田中公平氏とヒャダインこと前山田健一氏の対談が実現。前山田氏が「このままじゃ大丈夫じゃないことが分かりました」と語った訳は……?

シンガーソングライターの登場以後

プロの作曲家が減った(田中氏)


4Gamer:
 無知を自覚するか,それとも無知であることに気付くこともなく開き直るかは,同じ無知でも大きな差がありますね。何事においても。

画像集#017のサムネイル/田中公平氏とヒャダインこと前山田健一氏の対談が実現。前山田氏が「このままじゃ大丈夫じゃないことが分かりました」と語った訳は……?
田中氏:
 多くの日本のミュージシャンの悪いところが,それなんです。まだアマチュアリズムから抜け出してない。
 その理由は,プロの作曲家がいなくなったからなんですよ。例えば筒美先生みたいなね。筒美先生は,どこかで聴いたことがあるようなフレーズをたくさん生み出しているんですけど,全部,自分なりに昇華してますからね。あれならOKだと思うんです。

前山田氏:
 筒美節というものがありますもんね。

田中氏:
 そう。今の若いミュージシャンなんか,どこかで聴いたことのあるようなものや,あからさまに元ネタと同じものを堂々と発表していることがありますが,そもそも元ネタの存在を知らなかったりするんですよ。
 プロの作曲家がいなくなって,こういう状況になってしまっていることを,私はもの凄く寂しく思っています。

4Gamer:
 1970年代後半あたりから,歌手にしろバンドにしろ,作詞や作曲は専門の人達が手がけていた時代から,誰もが自分で作った歌を歌う時代に移り変わってきたと聞きます。

田中氏:
 シンガーソングライターの登場が,一つの契機だったでしょうね。だから今でも,昔から人気があるシンガーソングライターが,昔と同じような曲を書いて歌って,同じファンだけが買うっていう循環になってしまっているんですよ。
 本来,歌唱力のある人は,いろんな作曲家にいろんな形のプロデュースをしてもらって,違う世界を開いていくほうがいいんです。それは世界中で,今でも行われていることなんですから。

前山田氏:
 ですね。マドンナなんかもそうですし。

田中氏:
 レディー・ガガだってそうでしょう。
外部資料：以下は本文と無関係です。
PR #8256, opened 2026-03-01
MultiFile Universal UI in gridstore pages

generall:
This PR takes multi-file universal UI and applies it to gridstore Pages.

The most critical part of the PR is reading values from Pages and the support of the case, where value can be splitted between multiple pages. 
Previously we had to do multiple read operations, but with multi-io we can read from all pages in one batch request.

This is not the full porential of multi-page reads, but further improvements belong to further PRs


generall:
This PR is waiting for the alternative interface suggestion from @ffuugoo

ffuugoo:
> This PR is waiting for the alternative interface suggestion from @ffuugoo

#8263

lib/gridstore/src/pages.rs
```diff
@@ -0,0 +1,137 @@
...
+                self.page_access_range(page_id, block_offset, length, block_size_bytes)?;
+
+            range_offset.push(length_so_far as usize);
+            length_so_far += element_range.length;
+
+            read_ranges.push((SourceId(page_id as usize), element_range));
+
+            block_offset = 0;
+            length = unread_bytes as u32;
+        }
```
xzfc, line 131: Should be `break` somewhere.

lib/common/common/src/maybe_uninit.rs
```diff
@@ -41,3 +41,18 @@ pub const unsafe fn assume_init_mut<T>(this: &mut [MaybeUninit<T>]) -> &mut [T]
...
+/// vec really is in an initialized state. For instance, `.assume_init_vec()` cannot
+/// be used to initialize a `MaybeUninit` vec.
+#[inline(always)]
+pub unsafe fn assume_init_vec<T>(this: Vec<MaybeUninit<T>>) -> Vec<T> {
+    // SAFETY: caller must guarantee every element was initialized.
+    unsafe {
+        let (ptr, len, cap) = this.into_raw_parts();
+        Vec::from_raw_parts(ptr.cast::<T>(), len, cap)
+    }
+}
```
xzfc, line 58: LGTM.

PR #8259, opened 2026-03-02
Introduce Segment API point_is_deferred

agourlay:
New segment API to check whether a point is deferred.

The interesting part is the addition of a test showing that our threshold detection on update is correct.

### DIFF
--- a/lib/segment/src/segment/tests.rs
+++ b/lib/segment/src/segment/tests.rs
@@ -32,6 +32,7 @@ fn init_logger() {
 
 #[test]
 fn test_search_batch_equivalence_single() {
+    init_logger();
     let dir = Builder::new().prefix("segment_dir").tempdir().unwrap();
     let dim = 4;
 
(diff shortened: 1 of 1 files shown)


lib/segment/src/segment/tests.rs
```diff
@@ -717,3 +724,88 @@ fn test_handle_point_version() {
...
+    // Initially, no deferred points (empty segment)
+    assert!(!segment.has_deferred_points());
+    for i in 0..=20 {
+        assert!(!segment.point_is_deferred((i as u64).into()));
+    }
+
+    // Insert points with small vectors to reach the threshold
+    // Each vector is 4 f32 = 16 bytes
+    // We need to insert enough vectors to exceed 200 bytes
+    // Points 1-12 will be non-deferred (internal_id 0-11), points 13+ will be deferred
```
timvisee: Is this description off by one?

Below we check `1..=13` and `14..=20`.

agourlay: Yeah, I fixed the test but not the comment :grimacing:

PR #8261, opened 2026-03-02
Explicit `point_mappings` guard in `IdTracker`

monoid:
The `IdTracker` methods do not return iterators anymore. Instead, you should take explicitely the `PointMappingsRefEnum` guard and use its methods.  It prepares for moving the `point_mappings` under a lock to allow parallel searches and deletions.

### All Submissions:

### New Feature Submissions:

### Changes to Core Features:

### DIFF
--- a/lib/segment/src/id_tracker/id_tracker_base.rs
+++ b/lib/segment/src/id_tracker/id_tracker_base.rs
@@ -301,7 +301,7 @@ self_cell! {
     ///
     /// Used by `NonAppendableSegmentEntry::iter_points()` to return an iterator
     /// over external point IDs without creating the iterator inside the unsafe block.
-    pub(crate) struct PointMappingsGuard<'a> {
+    pub struct PointMappingsGuard<'a> {
         owner: AtomicRef<'a, IdTrackerEnum>,
 
         #[covariant]


lib/common/common/src/guards.rs
```diff
@@ -0,0 +1,56 @@
...
+/// Owning guard holder.
+pub struct OwningGuard<'ctx, Outer, Inner>
+where
+    Outer: 'ctx,
+{
+    // Fields are dropped in the order of their definition.  It is important to drop the `inner_value` first.
+    inner_value: Inner,
+    _outer_guard: Outer,
+    phantom: PhantomData<&'ctx ()>,
+}
```
xzfc: I think this struct can be replaced by `self_cell`. We already have a few usages of it.

lib/segment/src/id_tracker/id_tracker_base.rs
```diff
@@ -213,6 +183,90 @@ pub trait IdTracker: fmt::Debug {
...
+impl<'a> PointMappingsRefEnum<'a> {
+    /// Iterate over all external IDs.
+    ///
+    /// Excludes soft deleted points.
+    pub fn iter_external(self) -> Box<dyn Iterator<Item = PointIdType> + 'a> {
+        match self {
+            PointMappingsRefEnum::Plain(m) => m.iter_external(),
+            PointMappingsRefEnum::Compressed(m) => m.iter_external(),
+        }
+    }
```
xzfc, line 204: **Performance**: use enum dispatch instead of `Box<dyn Iterator>`.

`either::Either` implements iterator boilerplate for two-variant enums. So, it'll look like this:

```rust
pub fn iter_external(self) -> impl Iterator<Item = PointIdType> {
    match self {
        PointMappingsRefEnum::Plain(m) => Either::Left(m.iter_external()),
        PointMappingsRefEnum::Compressed(m) => Either::Right(m.iter_external()),
    }
}
```

If we decide to add more variants, it can be chained, e.g.:
`Either<Either<A, B>, C>`

generall:
Please add explicit description and motivation of what is changed in this PR and why

lib/shard/src/proxy_segment/segment_entry.rs
```diff
@@ -232,10 +233,10 @@ impl NonAppendableSegmentEntry for ProxySegment {
...
 
     /// Not implemented for proxy
-    fn iter_points(&self) -> Box<dyn Iterator<Item = PointIdType> + '_> {
-        // iter_points is not available for Proxy implementation
+    fn get_points(&self) -> PointMappingsGuard<'_> {
+        // get_points is not available for Proxy implementation
         // Due to internal locks it is almost impossible to return iterator with proper owning, lifetimes, e.t.c.
-        unimplemented!("call to iter_points is not implemented for Proxy segment")
+        unimplemented!("call to get_points is not implemented for Proxy segment")
     }
```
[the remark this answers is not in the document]
timvisee: Because this panic existed before I don't have immediate concerns

lib/segment/src/id_tracker/id_tracker_base.rs
```diff
@@ -213,6 +183,90 @@ pub trait IdTracker: fmt::Debug {
     }
 }
 
+/// Enum holding a reference to point mappings from an ID tracker.
+///
+/// Provides iteration methods over external/internal IDs without requiring
+/// the `IdTracker` trait to return boxed iterators.
```
timvisee, line 188: While we don't return a boxed iterator from the trait, now we do still return it from `pub fn iter_external(self)` (and others) below

lib/segment/src/id_tracker/id_tracker_base.rs
monoid: I've tried to implement it.  There are cases where there's 3 variants returned from `PointMappings`, but then it goes down to `IdTrackerEnum` which has 4 cases, so there's deeply nested `Either`. I wonder if it is still faster than dyn dispatch.

coszio: I'd say enum dispatch would still be preferred because it compiles with better optimizations, even for like inlining `next()` calls. If we keep using `impl Iterator` as return type, the nesting should not be a problem for ergonomics.

There's also [`auto_enums`](https://crates.io/crates/auto_enums) crate which makes the +2 variants case more ergonomic to write

lib/segment/src/segment/entry.rs
```diff
@@ -266,12 +266,8 @@ impl NonAppendableSegmentEntry for Segment {
         Ok(records)
     }
 
-    fn iter_points(&self) -> Box<dyn Iterator<Item = PointIdType>> {
-        // Sorry for that, but I didn't find any way easier.
-        // If you try simply return iterator - it won't work because AtomicRef should exist
-        // If you try to make callback instead - you won't be able to create <dyn SegmentEntry>
-        // Attempt to create return borrowed value along with iterator failed because of insane lifetimes
-        unsafe { self.id_tracker.as_ptr().as_ref().unwrap().iter_external() }
+    fn get_points(&self) -> PointMappingsGuard<'_> {
```
coszio: Probably best to refer to mappings, rather than points themselves
```suggestion
    fn get_point_mappings(&self) -> PointMappingsGuard<'_> {
```

lib/segment/src/id_tracker/id_tracker_base.rs
```diff
@@ -257,6 +183,138 @@ pub trait IdTracker: fmt::Debug {
...
+        owner: AtomicRef<'a, IdTrackerEnum>,
+
+        #[covariant]
+        dependent: PointMappingsRefEnum,
+    }
+}
+impl<'a> PointMappingsGuard<'a> {
+    pub fn iter(&self) -> Box<dyn Iterator<Item = PointIdType> + '_> {
+        self.borrow_dependent().iter_external()
+    }
```
coszio: If we ever need to add `iter_internal`, we don't want to rename this one
```suggestion
    pub fn iter_external(&self) -> Box<dyn Iterator<Item = PointIdType> + '_> {
        self.borrow_dependent().iter_external()
    }
```

lib/segment/src/id_tracker/id_tracker_base.rs
monoid: Well, it can be simplified if implementations refer to point_mappings directly. While there are several implementations of `IdTracker`, they all use only two point mappings implementations.  But I suggest doing it in another PR.

lib/segment/src/id_tracker/id_tracker_base.rs
monoid: I think it is not very likely because internal IDs is an implementation detail.

Actually, with nested self_cell I can try to leave `iter_points()` as it was, a `SegmentEntry` method.

lib/segment/src/segment/entry.rs
monoid: I've just returned the original `iter_points()`.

自分で書いている曲も多いけど,いろんな腕利き達とコラボしてるじゃないですか。

4Gamer:
 考えてみると,今の日本では自分で作詞や作曲ができるほうが,ミュージシャンとして上という空気はありますよね。
 一方,アニメソングやアイドルソングでは,昔ながらにいろんな人が曲を書き,プロデュースをし……という形が残っているような気がします。

田中氏:
 ええ。日本でCDが売れなくなったということの一つの原因として,音楽を作るプロがいなくなったというのは,大きいことだと思うんです。でも,アニメの世界と劇伴の世界では,まだプロが生き残っていますから,少しだけ未来はあるんじゃないかと思っています。
 ただ……声優さんが誰も彼も自分で全部曲を作りますって言い出したら,こっち側も終わりでしょうね。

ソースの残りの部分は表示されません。